> **Instructions to follow**
Check each line below for "focused" and give the count of those that have it, nothing else.

> **Dataset records**
PR #639, opened 2025-03-21
feat: add input-otp

marcjulian:
## PR Checklist

## PR Type

- [ ] Bugfix
- [x] Feature
- [ ] Build related changes
- [ ] CI related changes

- [ ] accordion
- [ ] alert
- [ ] alert-dialog
- [ ] aspect-ratio
- [ ] avatar
- [ ] badge
- [ ] button
- [ ] calendar
- [ ] card
- [ ] carousel
- [ ] checkbox
- [ ] collapsible
- [ ] combobox
- [ ] command
- [ ] context-menu
- [ ] data-table
- [ ] date-picker
- [ ] dialog
- [ ] dropdown-menu
- [ ] hover-card
- [ ] icon
- [ ] input
- [x] input-otp
- [ ] label
- [ ] menubar
- [ ] navigation-menu
- [ ] pagination
- [ ] popover
- [ ] progress
- [ ] radio-group
- [ ] scroll-area
- [ ] select
- [ ] separator
- [ ] sheet
- [ ] skeleton
- [ ] slider
- [ ] sonner
- [ ] spinner
- [ ] switch
- [ ] table
- [ ] tabs
- [ ] textarea
- [ ] toast
- [ ] toggle
- [ ] tooltip
- [ ] typography

## What is the new behavior?

CleanShot 2025-03-21 at 10 35 57

CleanShot 2025-03-21 at 10 36 12

- [ ] Yes
- [ ] No

## Other information

Ring colors differ 

shadcn/ui `--ring: 240 5% 64.9%;`
spartan/ui `--ring: 240 5.9% 10%;`


marcjulian:
Not sure how to fix the lint issue `Parsing error: /Users/m/Dev/forkes/spartan/libs/ui/input-otp/helm/src/test-setup.ts was not found by the project service. Consider either including it in the tsconfig.json or including it in allowDefaultProject`

libs/brain/input-otp/src/lib/brn-input-otp.component.ts
```diff
@@ -0,0 +1,127 @@
...
+		if (newValue.length > maxLength) {
+			// Replace the last character when max length is exceeded
+			newValue = newValue.slice(0, maxLength - 1) + newValue.slice(-1);
+		}
+
+		this.value.set(newValue);
+		this._onChange?.(newValue);
+	}
+
+	/** CONROL VALUE ACCESSOR */
```
ajitzero, line 108: minor: typo
```suggestion
	/** CONTROL VALUE ACCESSOR */
```

libs/brain/input-otp/src/lib/brn-input-otp.component.ts
```diff
@@ -0,0 +1,127 @@
...
+	standalone: true,
+	imports: [FormsModule],
+	template: `
+		<ng-content />
+		<div style="position: absolute; inset: 0; pointer-events: none;">
+			<input
+				[class]="inputClass()"
+				autocomplete="one-time-code"
+				data-slot="input-otp"
+				style="position: absolute; inset: 0; width: 100%; height: 100%; display: flex; textAlign: left; opacity: 1; color: transparent; pointerEvents: all; background: transparent; caret-color: transparent; border: 0px solid transparent; outline: transparent solid 0px; box-shadow: none; line-height: 1; letter-spacing: -0.5em; font-family: monospace; font-variant-numeric: tabular-nums;"
```
ajitzero, line 35: Do we need this styling at the brn level? I feel we could move this to hlm and not lose out on much, and we could recommend using the above `inputClass` input for this. Similarly, we could also expose an input for classes for the container div on Line 30 & host on Line 46.

What do you think?

libs/brain/input-otp/src/lib/brn-input-otp.component.ts
```diff
@@ -0,0 +1,127 @@
...
+import { ChangeFn, TouchFn } from '@spartan-ng/brain/forms';
+import { provideBrnInputOtp } from './brn-input-otp.token';
+
+export const BRN_INPUT_OTP_VALUE_ACCESSOR = {
+	provide: NG_VALUE_ACCESSOR,
+	useExisting: forwardRef(() => BrnInputOtpComponent),
+	multi: true,
+};
+
+export type InputMode = 'text' | 'tel' | 'url' | 'email' | 'numeric' | 'decimal' | 'search';
```
ajitzero, line 22: In case we need to support more (seeing form TODO comment on Line 61-62):
```suggestion
export type InputMode = 'text' | 'tel' | 'url' | 'email' | 'numeric' | 'decimal' | 'search' | (string & Record<never, never>);
```
This TypeScript trick would let users pass arbitrary strings in _addition_ to these strings.

apps/app/src/app/pages/(components)/components/(label)/label.page.ts
```diff
@@ -59,7 +59,7 @@ export const routeMeta: RouteMeta = {
 
 			<spartan-page-bottom-nav>
 				<spartan-page-bottom-nav-link href="menubar" label="Menubar" />
-				<spartan-page-bottom-nav-link direction="previous" href="input" label="Input" />
+				<spartan-page-bottom-nav-link direction="previous" href="input-otp" label="Input OTP" />
```
ajitzero, line 62: I think we need to also update the "Next" button in the input.page.ts

libs/brain/input-otp/src/lib/brn-input-otp.component.ts
```diff
@@ -0,0 +1,127 @@
...
+				[class]="inputClass()"
+				autocomplete="one-time-code"
+				data-slot="input-otp"
+				style="position: absolute; inset: 0; width: 100%; height: 100%; display: flex; textAlign: left; opacity: 1; color: transparent; pointerEvents: all; background: transparent; caret-color: transparent; border: 0px solid transparent; outline: transparent solid 0px; box-shadow: none; line-height: 1; letter-spacing: -0.5em; font-family: monospace; font-variant-numeric: tabular-nums;"
+				[disabled]="state().disabled()"
+				[inputMode]="inputMode()"
+				[ngModel]="value()"
+				(input)="onInputChange($event)"
+				(focus)="focused.set(true)"
+				(blur)="focused.set(false)"
```
ajitzero, line 41: We should also add a `(paste)` handler in case users copy the OTP from a 2FA app, email, or wherever. We can take this up in a separate PR though, or if I missed it somewhere in this PR then please ignore this.

libs/brain/input-otp/src/lib/brn-input-otp.component.ts
marcjulian: I think this is similar to the brn-radio styles on the input. They belong to the input, thus it is invisible but focusable in the ui. Input classes should be used for additional styles like for disabled state.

> **Result**
2